Issue #1245, opened 2020-02-25
Feature Request: Slider Component


MarcusNotheis:
**Is your feature request related to a problem? Please describe.**
The library does not have a slider implementation.

**Describe the solution you'd like**
I'd like for an implementation of Slider based on the [Fiori specifications](https://experience.sap.com/fiori-design-web/slider/).

**Describe alternatives you've considered**
Using an Input box. (not a visually appealing)

**Additional context**
None.

Original Issue: https://github.com/SAP/ui5-webcomponents-react/issues/322

MarcusNotheis:
Sorry, I don't have the capacity to work on this as of now. As I didn't make much progress to be honest please feel tree to start a new implementation.

vladitasev:
Requirements:
1. First of all, analyze and compare **Slider** and **RangeSlider**. Assess:
 - should it be one component
 - should it be 2 completely separate components
 - should RangeSlider extend Slider.
Ideally the solution with the least code that does the job should win.

2. Propose an API (properties/slots/events) for both **Slider** and **RangeSlider**. This should be complete API, including support for custom values. We must make sure that whichever way we decide to go, there will be a clear path to implement RangeSlider next.

3. Implement Slider with all features but custom values. However, it should be relatively easy to add custom values, so the API should be compatible (see point 2)
*Note:* Implement KBH and ACC too.

4. (Optional) Implement custom values, if there is enough capacity.

5. Next steps - RangeSlider (either as a new component or enhancement of this one, as decided in point 1).

PR #2349, opened 2020-10-13
feat(ui5-slider): Add Slider component

ndeshev:
Introduce `ui5-slider` component that represents a numerical range and a handle (grip, thumb). The purpose of the component is to enable visual selection of a value in a continuous numerical range by clicking on the progress bar or moving an adjustable handle.

`
<ui5-slider id="basic-slider" max="20" value="5"></ui5-slider>
`

**Overview**

`ui5-slider` extends the `SliderBase` base class. It contains most of the component's API as well as it's CSS and the core part of the template file:

Properties:

- `min `- The minimum value of the slider range
- `max `- The maximum value of the slider range
- `value `- The current value of the slider
- `step `- Determines the increments in which the slider will move
- `showTickmarks` - Displays a visual divider between the step values
- `showToolTip `- Determines if a tooltip should be displayed above the handle
- `labelInterval `- Labels some or all of the tickmarks with their values.
- `disabled`- Defines whether the <code>Slider</code> is in disabled state.

Events:

- `change` - Fired when the value changes and the user has finished interacting with the slider.
- `input` - Fired when the value changes due to user interaction that is not yet finished - during mouse/touch dragging.

`ui5-slider` extends the API above with its specific property - `value` - it determines the current numerical value of the slider,
its handle position and the proportions of the progress bar.

**Main features:**
The Slider allows users to:

- define custom "min" and "max" values of the Slider, they can be positive or negative numbers, round or decimal ones.
- define a custom step - the step is the number with which the Slider value is increased/decreased. It also can be a round number or  a decimal one.
- the `value` property is always kept within the boundaries of the `min` and `max` they are synchronized between each other, along with their visual UI representation.

Feature Request : #1245


packages/main/src/Slider.js
```diff
@@ -0,0 +1,167 @@
...
+	constructor() {
+		super();
+		this.i18nBundle = getI18nBundle("@ui5/webcomponents");
+	}
+
+	onBeforeRendering() {
+		// Update initial Slider UI representation and normalize internal state
+		// Normalize Slider value according to min/max properties
+		// Normalize the step value and draw tickmarks/labels if specified
+		this._syncUIAndState();
```
d3xter666, line 58: This is private and is defined within SliderBase.
I see it's been used in Base's onBeforeRendering. Why don't calling the overwritten method instead?

packages/main/src/Slider.js
```diff
@@ -0,0 +1,167 @@
...
+
+		// If the value is not modified by user interaction or this is the first rendering.
+		// In all other cases the previous value reference is set by the interaction handlers.
+		// In this case value won't be "stepified" (rounded to the nearest step).
+		if (this.value !== this._prevValue) {
+			this.value = SliderBase._clipValue(this.value, this.min, this.max);
```
d3xter666, line 64: _clipValue is private

packages/main/src/Slider.js
```diff
@@ -0,0 +1,167 @@
...
+	}
+
+	_updateUI(newValue) {
+		const max = this.max;
+		const min = this.min;
+
+		// The progress (completed) percentage of the slider.
+		this._percentageComplete = (newValue - min) / (max - min);
+		// How many pixels from the left end of the slider will be the placed the affected  by the user action handle
+		this._handlePositionFromLeft = this._percentageComplete * 100;
```
d3xter666, line 155: _handlePositionFromLeft is not probably the best name here. Keep in mind that there's a possibility for a vertical slider (eventually). Also, I'm not quite sure if we need to do something in RTL mode.
Probably _handlePositionFrom**Start** would be a bit less ambiguous in such cases

packages/main/src/Slider.js
```diff
@@ -0,0 +1,167 @@
...
+		if (this.disabled || this.step === 0) {
+			return;
+		}
+
+		const newValue = this._handleDownBase(event, this.min, this.max);
+
+		// Update Slider UI and internal state
+		this._updateUI(newValue);
+		this._updateValue("value", newValue);
+		this._prevValue = newValue;
```
d3xter666, line 120: Could this be done in the _updateValue method?

packages/main/src/Slider.js
```diff
@@ -0,0 +1,167 @@
...
+		// (equal for all user environments) quantitative representation of the value
+		if (this.disabled || this.step === 0) {
+			return;
+		}
+
+		const newValue = this._handleDownBase(event, this.min, this.max);
+
+		// Update Slider UI and internal state
+		this._updateUI(newValue);
+		this._updateValue("value", newValue);
```
d3xter666, line 119: Which are the other options for the first argument?

packages/main/src/SliderBase.js
```diff
@@ -0,0 +1,492 @@
...
+			return;
+		}
+
+		// Let the CSS do calculations for precise tickmarks distribution
+		const stepStr = String(step);
+		const maxStr = String(max);
+		const minStr = String(min);
+		const tickmarkWidth = "1px";
+
+		this._tickmarksAmount = `${maxStr - minStr} / ${stepStr}`;
```
d3xter666, line 424: Why do these need to get converted into Strings?
${maxStr - minStr} would be calculated

d3xter666 (commented):
What bothers me in this change is that it keeps a record of lots of previous values. For example _prevStepValue, _prevValue, _prevMin, _prevMax, etc.

This means that these need to be in sync and ensure to avoid ambiguity.

packages/main/src/SliderBase.js
ndeshev: To let the CSS do the calculation, for "better rounding/subpixel behavior". Seems like this way produces more precise (the best possible) positioning of the tickmarks.

packages/main/src/Slider.js
ndeshev: In Slider there are only one - the "value" property. In the RangeSlider it can be the "startValue" or "endValue" prop.

packages/main/src/Slider.js
ndeshev: Yes, I will do it.

packages/main/src/Slider.js
ndeshev: I am thinking about making it protected as well as most of the shared private functions in SliderBase?

packages/main/src/Slider.js
ndeshev: Will convert it to protected.

packages/main/src/Slider.js
```diff
@@ -0,0 +1,178 @@
...
+
+/**
+ * @public
+ */
+const metadata = {
+	tag: "ui5-slider",
+	languageAware: true,
+	managedSlots: true,
+	properties: /** @lends sap.ui.webcomponents.main.Slider.prototype */  {
+		value: {
```
MapTo0, line 16: document this

packages/main/src/SliderBase.js
```diff
@@ -0,0 +1,595 @@
...
+		 * Maximum value of the slider
+		 * <br><br>
+		 *
+		 * @type {Float}
+		 * @defaultvalue 50
+		 * @public
+		 */
+		max: {
+			type: Float,
+			defaultValue: 50,
```
MapTo0, line 38: why 50? :D

packages/main/src/SliderBase.js
```diff
@@ -0,0 +1,595 @@
...
+		/**
+		 * Minimum value of the slider
+		 * <br><br>
+		 *
+		 * @type {Float}
+		 * @defaultvalue 0
+		 * @public
+		 */
+		min: {
+			type: Float,
```
MapTo0, line 26: no default? should it be 0?

packages/main/src/SliderBase.js
```diff
@@ -0,0 +1,595 @@
...
+ */
+class SliderBase extends UI5Element {
+	constructor() {
+		super();
+		this._resizeHandler = this._handleResize.bind(this);
+
+		this.DOWN_EVENTS = ["mousedown", "pointerdown", "touchstart"];
+		this.UP_EVENTS = ["mouseup", "pointerup", "touchend"];
+		this.MOVE_EVENT_MAP = {
+			mousedown: "mousemove",
```
MapTo0, line 165: I guess we can make these constants for the class, not on each instance, right?

packages/main/src/SliderBase.js
```diff
@@ -0,0 +1,595 @@
...
+import { getTheme } from "@ui5/webcomponents-base/dist/config/Theme.js";
+
+// Styles
+import styles from "./generated/themes/SliderBase.css.js";
+
+/**
+ * @public
+ */
+const metadata = {
+	tag: "ui5-slider-base",
```
ilhan007, line 15: no need of tag, this is a base class

packages/main/src/SliderBase.js
```diff
@@ -0,0 +1,595 @@
...
+			label: {
+				"ui5-slider-hidden-labels": this._labelsOverlapping,
+			},
+		};
+	}
+
+	onEnterDOM() {
+		ResizeHandler.register(this, this._resizeHandler);
+
+		this._moveHandler = this._handleMove.bind(this);
```
ilhan007, line 214: These can be done in the constructor:

packages/main/src/SliderBase.js
```diff
@@ -0,0 +1,595 @@
...
+	onAfterRendering() {
+		this._resizeHandler();
+	}
+
+	/** Shows the tooltip(s) if the <code>showTooltip</code> property is set to true
+	 *
+	 * @private
+	 */
+	_handleMouseOver(event) {
+		if (!this.disabled || this.showTooltip) {
```
ilhan007, line 236: Shouldn't be && -> if not disabled "&&" show tooltip

packages/main/src/SliderBase.js
```diff
@@ -0,0 +1,595 @@
...
+	}
+
+	onExitDOM() {
+		ResizeHandler.deregister(this, this._handleResize);
+		this.removeEventListener("mouseover", this._mouseOverHandler);
+		this.removeEventListener("mouseout", this._mouseOutHandler);
+	}
+
+	onAfterRendering() {
+		this._resizeHandler();
```
ilhan007, line 228: I think you should a flag like this.resizing = true/false, because when it is resizing you won't need to call it onAfterRendering once again. U guess, you need to call this onAfterRendering when it is not currently resizing.

packages/main/src/Slider.js
```diff
@@ -0,0 +1,178 @@
...
+			type: Float,
+			defaultValue: 0,
+		},
+	},
+};
+
+/**
+ * @class
+ *
+ * <h3 class="comment-api-title">Overview</h3>
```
Issue #2806, opened 2021-02-11
u5-select: Incorrect screen reader speech output after the items popup is closed


ndeshev:
**Describe the bug**
If ui5-select is placed within another component, for example ui5-panel, after closing the popover with the available items the screen reader is announcing the content of the parent component of the ui5-select.

**To reproduce**
1. Go to https://codesandbox.io/s/ui5-webcomponents-forked-9n7f0?file=/index.html
2. Launch your screen reader, the issue was originally detected with JAWS
2. Click on the Select component to open the items available for selection.
3. Choose the first or the second available items. Seems like the issue in this example is not reproducing if the last one is selected.
4. When the Select is within another component, after the select is closed, the screen reader is announcing its texts and not the ui5-select ones.

**Expected behavior**
After the select is closed the screen reader should not announce its parent container's content but the ui5-select instead.

ilhan007:
Hello @SAP/ui5-webcomponents-topic-p could you take a look of this issue.

PR #2907, opened 2021-03-04
fix(ui5-select): keyboard/selection handling improvement

dobrinyonkov:
Fixes: #2806

When we open the picker, the focus goes to the static area (listitems). Closing the picker returns the focus to ui5-select. The problem is that than screen readers read the landmark information of the components above.

Summary of chagnes: 
- When picker is opened the focus never leaves the ui5-select.
- Only visual focus is applied to the select options.
- Arrow navigation is now handled by ui5-select even when picker is opened.


packages/main/src/Option.js
```diff
@@ -66,6 +66,16 @@ const metadata = {
 		stableDomRef: {
 			type: String,
 		},
+
+		/**
+		 * Defines the focused state of the <code>ui5-option</code>.
+		 * @type {boolean}
+		 * @defaultvalue false
+		 * @private
```
fifoosid, line 74: As it is a private property, you can rename it to ```_focused```. Moreover, you can add ```@since 1.0.0-rc.13``` in the description of the property.

fifoosid (changes requested):
Looks good to me from code POV, just some docs to improve.

Waiting for another review from @SAP/ui5-webcomponents-topic-p  when it comes to functionality and requirements before we merge it.

packages/main/src/Select.js
```diff
@@ -545,7 +562,13 @@ class Select extends UI5Element {
 		this._lastSelectedOption = this.options[this._selectedIndex];
 	}
 
+	_afterOpen() {
+		this.opened = true;
+		this._applyFocusAfterOpen()
```
nnaydenow, line 567: is this needed since we have fake focus?

nnaydenow:
Test it locally and it works fine.

packages/main/src/Select.js
dobrinyonkov: Correct, this is no longer needed as fake focus is completely handled by _syncSelection function.

fifoosid (approved):

PR #2921, opened 2021-03-08
refactor(framework): Allow passing strings for Float and Integer types

vladitasev:
Before this change passing a `String` instead of a `Number` for properties of types `Float` and `Integer` used to set the default value. Now it's possible to pass a string containing a number, as for attributes.


vladitasev:
Another solution will be implemented.

PR #2922, opened 2021-03-08
fix(ui5-date-picker): input now does not trigger value verification

tsanislavgatev:
Fixes: https://github.com/SAP/ui5-webcomponents/issues/2827


packages/main/src/DatePicker.js
```diff
@@ -479,17 +479,20 @@ class DatePicker extends DateComponentBase {
...
 
-	_updateValueAndFireEvents(value, normalizeValue, events) {
+	_updateValueAndFireEvents(value, normalizeValue, events, shouldChangeValueState) {
 		const valid = this._checkValueValidity(value);
 		if (valid && normalizeValue) {
 			value = this.normalizeValue(value); // transform valid values (in any format) to the correct format
 		}
-
+		
 		this.value = value;
```
unazko, line 491: Not sure if the `value `property should be updated, when `shouldChangeValueState `argument is `false`.
The sap.m.DatePicker control doesn't react in such case for comparison.

unazko:
There is another difference compared to the sap.m.DatePicker control behavior in relation to value validation.
The sap.m.DatePicker control keeps the last valid selected date, when invalid value is typed in the input and gets confirmed by pressing "Enter" keyboard key. The DatePicker component in the same case sets the selectedDates to empty array..

ilhan007:
Hello @SAP/ui5-webcomponents-topic-b it's been more than 20 days after the initial review, can we help with the change/review?

unazko:
Looks good from my perspective.

ilhan007 (changes requested):
shouldChangeValueState sounds a bit misleading, because the condition applies to changing of the value and the value state, I would name it updateValue

And as most of the use-cases are working with "true", I would make this default, and provide "false" just in one place

```js
async _onInputInput(event) {
		this._updateValueAndFireEvents(event.target.value, false, ["input"], false);
```

ilhan007 (approved):

PR #2930, opened 2021-03-09
poc(ui5-avatar-group): usage of avatar group sample

nnaydenow:
Added new property which controls the text in the overflow button. If the property is the button will be displayed.


ilhan007:
The change will be handled with https://github.com/SAP/ui5-webcomponents/pull/2937

PR #2933, opened 2021-03-10
chore(tools): Optimize the build and start tasks

vladitasev:
# Build / Start optimization

The proposed changes reduce the time needed for `yarn start` (**for the common use case**) by about 3 times.

Common tasks after the change:

|                                 | MacOS       | Windows    | 
|---------------------------------|-------------|------------|
| `yarn build` (first time)       | 2min 40sec  | 4min 46sec | 
| `yarn build` (after build)       | 2min 15 sec | 3min 40sec | 
| `yarn start:es5` (after build)      | 50 sec      | 2 min      | 
| `yarn start` (after build) | 34 sec      | 1min 40 sec        |

## 1. Do not re-build the non-component packages unless they changed

Current state:
 - the `@ui5/webcomponents-localization` package is **not** built if a `dist/` directory exists. This leads to errors whenever localization actually changed and the developer has an old `dist/` directory. 
 - all other projects are currently always built

Changes:
 - All non-component packages are **only** built if some of their files changed. Otherwise, their `dist/` directory is reused. For each package a **hash** is calculated based on the content of its `dist/` directory and this hash is stored in the package's root directory as `hash.txt` and compared against the hash of the current files whenever a decision whether the package needs to be built needs to be taken. This file is subject to source control. Whenever the content of the package is changed, this hash must be rebuilt with `yarn hash`. This takes around 1 second per package.
 
 ### Affected packages
 
 The packages that use the hash optimization are:
 - `@ui5/webcomponents-base`
 - `@ui5/webcomponents-theme-base`
 - `@ui5/webcomponents-localization`
 - `@ui5/webcomponents-icons`
  - `@ui5/webcomponents-icons-tnt`
 - `@ui5/webcomponents-ie11`

This means that until the developer fetches a commit that changed the hash of any of these packages, they will never be rebuilt. So each developer will transparently rebuild them on the fly once and never again until another change is submitted to any of these packages (and respectively their hashes have changed).

Important: Whenever these packages are updated, their hash must be calculated and submitted to git. The command is `yarn hash`.

Node: The `yarn clean` command also deletes the `hash.txt` file of the respective package, along with the `dist/` directory. This guarantees that after a `yarn clean` the whole project will be re-built from scratch.

## 2. Make the `yarn start` command without ES5 support by default

New command:
`yarn start:es5`

This is equivalent to `yarn start` and additionally:
 - the ES5 bundle is generated by `rollup` (`ES5_BUILD` env variable passed)
 - The `webcomponentsjs` polyfill is copied to the `dist/` directory

Most developers test on IE only in specific scenarios, for example for new components or CSS changes. Whenever this is needed, developers may require the ES5 bundle (which is slow to run) by invoking `yarn start:es5` rather than `yarn start`.

**Note**: the `build` command should run `prepare.es5` so that `copy.es5` is executed instead of just `copy`. 
The difference is that `copy.es5` copies the real polyfill to dist, while `copy` just copies a placeholder file via the command `copy.webcomponents-polyfill-placeholder`. This is needed so that browsers don't show a `404` error for the polyfill loader when running the no-es5 build.

**Note:**: the `yarn start` command did not build the `ie11` project in some of the earlier iterations of this change. However it does so now, because if you run `yarn clean` and then `yarn start`, the hash of the `ie11` project won't be recreated. This project will very rarely be changed, therefore it will always be "Up to date." and it's ok to be included in the standard `yarn start` command.

## 3. Notify developers when `yarn start` has finished.

There has been feedback that developers are confused when exactly `yarn start` is ready since there is no clear message and no URL to go to.

After the bundle is ready (in DEV mode only) there will be a message to the console, telling developers that they can start developing and giving them the URL to the test pages on the dev server for each package.

image

## 4. Make build output less noisy

The console produces too much output and makes it hard to see important information:
 - The custom `copy-and-watch` used for components packages got a `--silent` option and it is used to suppress the many lines of `[COPY]`
 - The `i18n` generation script no longer outputs the name of each generated language file for components packages
 - The `serve` dependency was upgraded to get rid of the "has a new version" message
 - `caniuse-lite` has been upgraded to the latest version in order to get rid of the spammy "Browserslist: caniuse-lite is outdated. Please run next command `yarn upgrade`" message produced by transitive dependencies
 - `babelHelpers: "bundled"` has been explicitly used in `rollup.js` in order to suppress the message from babel

## Misc
- Removed an obsolete yarn resolution from `tools/package.json`
 - The `base` package was incorrectly calling `yarn watch` instead of `yarn dev` in `./package.json`. For this reason its test server wasn't running when the user invokes `yarn start` from the project root. It was only working when `yarn start` is run inside the `packages/base` directory.
 - remove the `numWorkers: 1` limitation from terser as it seems to work after new upgrades and speeds up the build by more parallel work

closes: https://github.com/SAP/ui5-webcomponents/issues/2929


packages/base/package-scripts.js
```diff
@@ -6,12 +6,16 @@ const port = `9191`;
 
 const assetParametersScript = resolve.sync("@ui5/webcomponents-base/lib/generate-asset-parameters/index.js");
 
+const generateHash = resolve.sync("@ui5/webcomponents-tools/lib/hash/generate.js");
+const hashIsUpToDate = resolve.sync("@ui5/webcomponents-tools/lib/hash/upToDate.js");
+const UP_TO_DATE = `node ${hashIsUpToDate} dist/ hash.txt && echo "Up to date."`;
+
 const scripts = {
-	clean: "rimraf dist",
+	clean: "rimraf dist && rimraf hash.txt",
```
pskelin, line 14: why not keep the hash.txt file? it will mismatch dist anyway and will force a new build, and will not surprise developers by showing up in their git as removed.

pskelin (approved):

PR #2937, opened 2021-03-11
feat(ui5-avatar-group): new property totalAvatarsCount

nnaydenow:
Added new property which controls the number of items in the avatar group. This allow to not add all avatar (for example if 500 exist) in the DOM.

The text in overflow button is calculated: total avatars counts - visible avatars


packages/main/src/AvatarGroup.hbs
```diff
@@ -1,17 +1,17 @@
...
+		?data-sap-focus-ref="{{_isGroup}}"
 		@click="{{_onGroupClick}}"
 		@ui5-click="{{_onUI5Click}}"
 	>
 		<slot></slot>
-
-		<ui5-button ?hidden="{{_overflowBtnHidden}}" tabindex="{{_overflowButtonTabIndex}}" class="ui5-avatar-group-overflow-btn">
-			{{_overflowButtonText}}
+		<ui5-button ?hidden="{{_overflowBtnHidden}}" ?non-interactive="{{_isGroup}}" class="ui5-avatar-group-overflow-btn">
+			{{_effectiveText}}
```
vladitasev, line 14: The old name `_overflowButtonText` is ok, we don't need the `_effective` prefix any more since  there is no public property with the same name in this implementation (contrary to the first one)

Make the function `validateEffectiveText` a getter called `_overflowButtonText` and remove the metadata property

packages/main/src/AvatarGroup.js
```diff
@@ -69,6 +70,19 @@ const metadata = {
 			defaultValue: AvatarGroupType.Group,
 		},
 
+		/**
+	 	 * Defines the total avatar count of the <code>AvatarGroup</code>.
```
vladitasev, line 74: Defines the total number of avatars that logically belong to this <code>ui5-avatar-group</code>.
If not given, the total number of slotted <code>ui5-avatar</code> elements will be used.

<b>Note:</b> Use this property if there is a large number of items, represented by the <code>ui5-avatar-group</code>, and you'd rather not load them all in DOM due to performance reasons. In such a scenario, just slot a few <code>ui5-avatar</code> instances and set this property to reflect their true total number.

packages/main/src/AvatarGroup.js
```diff
@@ -245,8 +259,12 @@ class AvatarGroup extends UI5Element {
 		return this._itemsCount - this._hiddenItems;
 	}
 
+	get _useTotalAvatarsCount() {
```
vladitasev, line 262: the convention is that boolean getters start with "should", so `_shouldUseTotalAvatarsCount`

packages/main/src/AvatarGroup.js
```diff
@@ -457,7 +477,21 @@ class AvatarGroup extends UI5Element {
 			item.hidden = index >= this._hiddenStartIndex;
 		});
 
-		this._overflowButtonText = `+${hiddenItems > 99 ? 99 : hiddenItems}`;
+		this.validateEffectiveText()
```
vladitasev, line 480: IMO it would be simpler to make this a getter called `_overflowButtonText`

packages/main/src/AvatarGroup.js
```diff
@@ -92,11 +106,11 @@ const metadata = {
 		/**
 		 * @private
 		 */
-		_overflowButtonText: {
+		_effectiveText: {
```
vladitasev, line 109: No longer needed, a getter will be used instead

vladitasev (changes requested):
Now that I think of it, the old page has a lot of logic that is now removed. Please revert it and create another test page

packages/main/test/pages/AvatarGroup.html
```diff
@@ -214,6 +214,78 @@ <h3>Unordinary group</h3>
 			<ui5-avatar size="XL" interactive initials="XL"></ui5-avatar>
 		</ui5-avatar-group>
 	</div>
+	<h1>AvatarGroup with totalAvatarCount smaller than ui5-avatar count used in items slot</h1>
```
ilhan007, line 217: correct the section title together with the merge conflict resolution, because it shows the correct use-case

ilhan007:
Pls, resolve the merge conflict, otherwise looks good

ilhan007:
The change is done with another PR

PR #2950, opened 2021-03-16
feat(ui5-list): introduce "growing" property

ilhan007:
Similar to the ui5-table, now the ui5-list provides growing property with 3 available options:
- Button:  Shows a "More" button at the bottom of the list
 pressing of which triggers the "load-more" event.
- Scroll: The "load-more" event is triggered when the user scrolls to the bottom of the list.
- None:  growing is off

As a side effect, it allows developers to set "max-height, overflow: auto" and the "load-more" still working as expected,
fixing the referenced SF request https://github.com/SAP/ui5-webcomponents/issues/2882.
Previously not possible as the List used to listen for the "scroll" of its internal container, which could not be influenced by these external styles.

**Testing**
You can test the behavior with the following test pages:
ListGrowing_Button.html
ListGrowing_Scroll.html

FIXES: https://github.com/SAP/ui5-webcomponents/issues/2882

BREAKING_CHANGES: The "infiniteScroll" property has been removed, use growing="Scroll" instead.


ilhan007:
FWI @sfsf-xweb-sh

packages/main/src/List.js
```diff
@@ -138,22 +146,34 @@ const metadata = {
...
+		 * on IE the component will fallback to <code>growing="Button"</code>.
+		 * @type {ListGrowingMode}
+		 * @defaultvalue "None"
+		 * @since 1.0.0-rc.13
 		 * @public
-		 * @since 1.0.0-rc.6
 		 */
-		infiniteScroll: {
-			type: Boolean,
+		 growing: {
```
vladitasev, line 170: 1 space off, but don't lose the build for that

packages/main/src/List.js
```diff
@@ -371,6 +421,39 @@ class List extends UI5Element {
...
+	}
+
+	onAfterRendering() {
+		if (this.growsOnScroll) {
+			this.observeListEnd();
+		} else if (this.listEndObserved) {
+			this.unobserveListEnd();
+		}
+
+		if (this.grows) {
```
vladitasev, line 446: this.grows or rather this.growsOnScroll? Do we need the resize listener for button mode?

vladitasev: Maybe we do for the busy indicator. I think I got it

vladitasev (approved):

ilhan007:
@MarcusNotheis FYI

PR #2958, opened 2021-03-17
fix(ui5-color-palette): remove additional dots in more-colors

ilhan007:
- More colors text used to have 6 dots (3 from the template and 3 from the translated text)
- sample updated to show real-case scenario of ColorPalette with "more-colors" set.


fifoosid (dismissed):

fifoosid (changes requested):
All events should be with the ui5- prefix

vladitasev (approved):

PR #2965, opened 2021-03-18
chore: build static resources for IE

vladitasev:


packages/tools/components-package/rollup.js
```diff
@@ -21,47 +21,71 @@ function ui5DevImportCheckerPlugin() {
...
 	};
 }
 
 const getPlugins = ({ transpile }) => {
 	const plugins = [];
-	let publicPath = DEPLOY_PUBLIC_PATH;
+	const publicPath = DEPLOY_PUBLIC_PATH;
 
 	if (!process.env.DEV) {
+
```
pskelin, line 33: this was probably added by some merge and should be removed, otherwise looks good

vladitasev: No, this is the new filesize plugin called `reporter` which is the successor of the one we use (`render` - line 54).  Filesize makes a warning telling us to use `reporter`, but I didn't like the output and commented it out and left it with `render`, because it is more compact and we have hundreds of small bundles and 1 line per bundle is better.

pskelin (approved):

PR #2970, opened 2021-03-18
chore(ui5-wizard): ensure step stack's popup opens

ilhan007:
Noticed that steps groupedTab popup does not remain open, it used to work fine.
But follow-up changes started using the resize observer on steps level and now the resize handler is triggered when we open the groupedTab popup and "this._closeRespPopover();" is called right after opening the popup.

Now we ensure the groupedTab popup closes only if there is an actual change in size.
Screenshot 2021-03-18 at 19 15 14
Screenshot 2021-03-19 at 09 46 06

- _width renamed to width
- new test page to test the steps responsiveness and opening of the popup.


niyap (approved):

niyap (changes requested):
Everything looks good, but the fix does not cover the use case, when disabled steps are stacked. 
Before:

Screenshot 2021-03-19 at 8 41 38

niyap (approved):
========================================================================
## Prompt:
Across the listing above, find all lines where the word "validateEffectiveText" is present and copy them.

## Response for this exercise:
Make the function `validateEffectiveText` a getter called `_overflowButtonText` and remove the metadata property
+		this.validateEffectiveText()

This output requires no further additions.